Habe schon bei Firmen gesehen, dass sowas möglich ist und ich weiß auch, dass man da noch einiges an Hand anelgen kann, um auch wirklich das Bestmögliche herauszuholen.

Deshalb habe ich zwei Fragen:

1.) Wie schon erwähnt: Wie coloriere ich SW-Fotos, bzw. wie mache ich aus SW Farbfotes.

2.) und zweitens, wie hole ich da das beste heraus. Ich hab nämlich gehört, dass einfach nur colorierte / in Farbe gesetzte SW-Bilder nicht so gut aussehen, und dass man deshalb noch einiges zu beachten hat, damit man sein Farbbild in entsprechend TOP-Qualität bekommt.


und 3.) 
Ein entsprechendes Tut zu beiden Punkten wäre schön.
Kann mir einer auch sehr gute Tut zu Photoshop nennen, wo man alte Fotos restauriert.
Was gibt es denn alles für Restaurierungsmöglichkeiten (von Fotos)

Wäre dankbar für jeden TIPP, jedes Tut etc.

Gruß


Aero89


----------



## muhkuh (25. März 2007)

Ein Tutorial wird dir da nicht weiterhelfen. Um ein SW-Bild zu kolorieren brauchst du einiges an Wissen. Wichtig ist aber eine Vorlage von hoher Qualität und eine recht genaue Vorstellung dessen, was nachher rauskommen soll. Im Prinzip wird aber nichts anderes gemacht, als dass das Bild "angemalt" wird. 

Neue Eben über der mit dem SW-Bild erstellen, Ebenenmodus auf Überlagern/Farbton setzen und los malen.


----------



## chichi (25. März 2007)

huhu...
man kann auch einzelne Flächen, wie z.B. Augen, Mund, Gesicht usw. auswählen und einfach einfärben über farbton Sättigung. Hab das mal versucht, ist sehr zeitaufwendig. 
LG Chris


----------



## LookAndSee (25. März 2007)

siehe hier,
l.g LookAndSee


----------



## Jan-Frederik Stieler (25. März 2007)

Hi,
aslo um ein Foto in S/W zu konvertieren muß man sich zuerst einmal die Helligkeit jeder entsprechenden Farbe anschauenund diese dann entsprechend in S/W umwandeln (Kanalmixer).
Genauso solltest du bei deinem Vorhaben vorgehen nur umgekehrt. Damit du die Wahrnehmung des Bildes nicht verfälscht.

Viele Grüße


----------



## Aero89 (25. März 2007)

Vielen Dank fürs die TIPP´s. Bin erst seit kurzem auf Photoshop CS2 umgestiegen. Deshalb wäre mir mal ein kleines Tut geholfen, um die ganzen Dinge besser nachzuvollziehen.

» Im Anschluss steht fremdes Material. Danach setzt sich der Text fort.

PR #401, opened 2018-08-14
add ticket commenter

tejaswinichile:
1. render ticket commenter instead of commentable


tejaswinichile:
Merging it on priority, changed according to the new commenter changes.

Issue #395, opened 2018-08-13
Handle all paths via a single rails action


breezyboa:
Currently, paths that match the pattern:`http://localhost:3000/organizations/:string:/*` are handled and are routed to a rails controller action

We need to direct all requests including Login, Signup, Forgot Password and even 404s to a single rails controller action.
Except for the following:
- Graphql calls
- xhr calls
- requests to assets (files like .js, .css, .json, .map, .ico, font files, Images and docs )

tejaswinichile:
- [ ] Handle 404 with Elm page

- [ ] Render all client side route with single rails action

- [ ] Get rid of all the controllers in the project

- [ ]  Fix all the test cases according to it

- [ ] Handle page not found in client-side Elm pages

tejaswinichile:
@breezyboa Can you help me here to understand which elm-hook we are gonna use for all those routes which doesn't belong inside the organization as we can not use the same action for those routes. Are we creating new main file Or the same `admin-hook`?

breezyboa:
@tejaswinichile We can create a separate entry point. But can you help me understand why this is needed?

tejaswinichile:
@breezyboa Not needed. I just wanted to confirm. I have created the separate action for the routes which doesn't need to load organization API-key before rendering.

PR #402, opened 2018-08-14
All route to single action

tejaswinichile:
Issue #395


app/javascript/Admin/Main.elm
```diff
@@ -1031,9 +1003,6 @@ view model =
         NotFound ->
             Errors.notFound
 
-        Blank ->
```
breezyboa: We need a Blank page to display as the app loads up this cannot be removed

tejaswinichile: Okay 👍

tejaswinichile:
@breezyboa _a

breezyboa:
@abdul-shajin _a can you review rails code

PR #404, opened 2018-08-14
Frontend structure overhaul

### LINKED ISSUE #397: Show a "Loading" indicator when navigating from one page to the other

breezyboa:
Fixes #397


breezyboa:
- Once this is merged there will be no need to pass apiKey and nodeEnv around.
- The type `ReaderCmd` and its helper functions will handle it for us
- Some grpahql calls require both env and apiKey such calls can be wrapped with the `Strict` constructor
- Some grpahql calls require both just the env such calls can be wrapped with the `Open` constructor
- Any sort of navigation should be handled in the main module with the `NavigateTo` method. This is to avoid a page refresh

breezyboa:
@tejaswinichile _a can you review this?

app/javascript/Admin/Admin/Data/ReaderCmd.elm
```diff
@@ -0,0 +1,36 @@
...
+map fn readerCmd =
+    case readerCmd of
+        Strict reader ->
+            Strict <| Reader.map fn reader
+
+        Open reader ->
+            Open <| Reader.map fn reader
+
+
+readerCmdToCmd : NodeEnv -> ApiKey -> (a -> msg) -> List (ReaderCmd a) -> Cmd msg
```
tejaswinichile: SO instead of passing Reader cmd for nodeEnv and ApiKey, we will be using this one?

app/javascript/Admin/Page/Article/Create.elm
```diff
@@ -68,50 +69,51 @@ type Msg
     | UrlSelected (List UrlId)
 
 
-update : Msg -> Model -> NodeEnv -> ApiKey -> ( Model, Cmd Msg )
-update msg model nodeEnv organizationKey =
+update : Msg -> Model -> ( Model, List (ReaderCmd Msg) )
```
tejaswinichile: Why the list of `ReaderCmd`? We have only one `Cmd` returned.

tejaswinichile:
@breezyboa I will check, it's impact on my local machine.

app/javascript/Admin/Admin/Data/ReaderCmd.elm
breezyboa: Yes. The update function in main has a partially applied version of this in which we pass the nodeEnv and apiKey only once. Its all wired up

app/javascript/Admin/Page/Article/Create.elm
breezyboa: It is essential that all pages follow the same format to keep the structure predictable and simple, unless and until there is an exception.
We give back a list so that if we want to represent no Cmds then we simply pass an empty list, if there is one there will be only one ReaderCmd and in certain cases, we need to fetch url list, category list, and article all at once(check the `init` function). In future to there may be cases where we want to execute multiple cmds in an update. This we can pass as list items to be converted to a list of Cmds and then batch run them.

tejaswinichile:
@breezyboa Merging this PR, As I have checked admin side and it's working fine. No impact.
It will be better to get this merge so that we can integrate this in other PRs.

PR #410, opened 2018-08-15
Removed simple_token_authentication

abdul-shajin:
Added devise_token_auth
Added migration file
Overriden registration/sessions controller
Changed Mutation
Added TokenType
Added ApplicationController/User model Concersn
Updated Routes
Updated mutation test


abdul-shajin:
Will raise another one with front-end changes

PR #415, opened 2018-08-17
forgot password page

tejaswinichile:
issue #303


tejaswinichile:
@breezyboa _a Please check.

Issue #406, opened 2018-08-14
Show org name in the nav link at the top


neerajdotname:
https://monosnap.com/file/unLuSvvrf3kauOvfMBUfOvaLSqvaaP

PR #416, opened 2018-08-17
show organisation name in header

tejaswinichile:
Issue #406


tejaswinichile:
@breezyboa _a Please check.

tejaswinichile:
@breezyboa _a Please check.

PR #419, opened 2018-08-20
Update ticket note

tejaswinichile:
Issue #328


tejaswinichile:
@breezyboa _a Please check elm side changes.

breezyboa:
Elm side looks good
@neerajdotname _a can you review rails code

app/graphql/mutations/ticket_mutations.rb
```diff
@@ -75,6 +74,12 @@ class Mutations::TicketMutations
           ticket_id: ticket.id
         ) if inputs[:comment].present?
         new_comment.assign_agent_to_ticket(context[:current_user].id) if new_comment
+
+        Note.add_note(
+          details: inputs[:note],
+          agent_id: context[:current_user].id,
+          ticket_id: ticket.id
+        ) if inputs[:note].present?
```
neerajdotname: @tejaswinichile _a 

1. Please do not put trailing `if` condition. Trailing if is only acceptable in one liner. If the statement is of more than on line the start with `if` condition.

2. What if `Note.add_note` fails. How are doing error handling. I scrolled down to see the code. It is using bang method. In that case the method name should be changed to `Note.add_note!`. Then it would be clear to all parties how error is handled.

tejaswinichile:
@neerajdotname _a Please check.

app/models/note.rb
```diff
@@ -0,0 +1,17 @@
+# frozen_string_literal: true
+
+class Note < ApplicationRecord
+  belongs_to :agent, class_name: "User"
+  belongs_to :ticket
+
+  def self.add_note!(args)
+    agent = Agent.find_by(id: args[:agent_id])
```
neerajdotname: What happens if `agent` is nil.

Method has a bang. So the expectation is that if something goes wrong then it will raise an exception.

However if the agent is not found then it will silently fail.

Please change `find_by` to `find_by!`.

@tejaswinichile _a

db/migrate/20180813093947_create_notes.rb
```diff
@@ -0,0 +1,15 @@
...
+      t.text :details, null: false
+      t.uuid :agent_id, null: false
+      t.uuid :ticket_id, null: false
+
+      t.timestamps
+    end
+
+    add_foreign_key :notes, :users, column: :agent_id
+    add_foreign_key :notes, :tickets
+
```
neerajdotname: This adds the foreign keys. However the index on the foreign keys is still missing. Please add them.

app/models/note.rb
tejaswinichile: I was checking it manually if an agent is `present`, but yeah this makes more sense.

tejaswinichile:
@neerajdotname _a Please check.

PR #447, opened 2018-08-22
No articles list rendered issue resolved

tejaswinichile:
1. checked the query and elm structure
2. issue was related to sample data
3. added rails host to url
4. updated sample data


abdul-shajin:
Good to go 💯

Issue #450, opened 2018-08-22
Error after user enters organisation name


breezyboa:
Steps to reproduce:
- Sign up for a new account
- Login and enter Organisation name
- Notice the following Graphql error message

https://monosnap.com/file/EAYWA4caRciBxedELcpuxBN0gRv4Kr

tejaswinichile:
Closing this issue as PR is up with fixes.

PR #453, opened 2018-08-22
Fix for new organization creation

tejaswinichile:
Issue #450 
1. set error to nil after successful rendering of article list on api key
2. set organization association dependent destroy

### DIFF
--- a/app/javascript/Admin/Main.elm
+++ b/app/javascript/Admin/Main.elm
@@ -720,6 +720,7 @@ update msg model =
                             in
                                 ( { updatedModel
                                     | organizationKey = org.api_key
+                                    , organizationName = org.name
                                   }
                                 , updatedCmd
                                 )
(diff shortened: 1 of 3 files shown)


tejaswinichile:
@breezyboa _a please check

breezyboa:
@tejaswinichile _a the error is still flashed for less than a second and then goes off. 
Also, note that the organization name is also not displayed on top right.

The question is why does the error happen in the first place when it clearly should not

tejaswinichile:
When we are creating new org we do not have any api-key present, then we send another request to check any available organization associated to the user.

tejaswinichile:
@breezyboa _a can you look into this as https://github.com/bigbinary/acehelp/pull/453/files#diff-2bc8a2b43c1b3cd65e5916c2e7338445R722 not making any change, we need to set orgKey to ReaderCmd,  which is not happening immediately after organization creation and it's sending apiKey nil to article list first request.

breezyboa:
@tejaswinichile okay ill have a look

PR #454, opened 2018-08-23
reindex all the tables before starting the application

tejaswinichile:


tejaswinichile:
@abdul-shajin _a

abdul-shajin:
Good to go 💯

Es ist os, ich habe SW-Bilder, wo ich selbst nicht weiß, wie das da mit Farbe aussah, als die SW geschossen wurden.
Ich frage mich nur wie es Firmen hinkriegen, die mit Photoshop arbeiten, dass die SW zu Farbbilder werden und dass das da genauso aussieht, wie, wo die Bilder geschossen wurden.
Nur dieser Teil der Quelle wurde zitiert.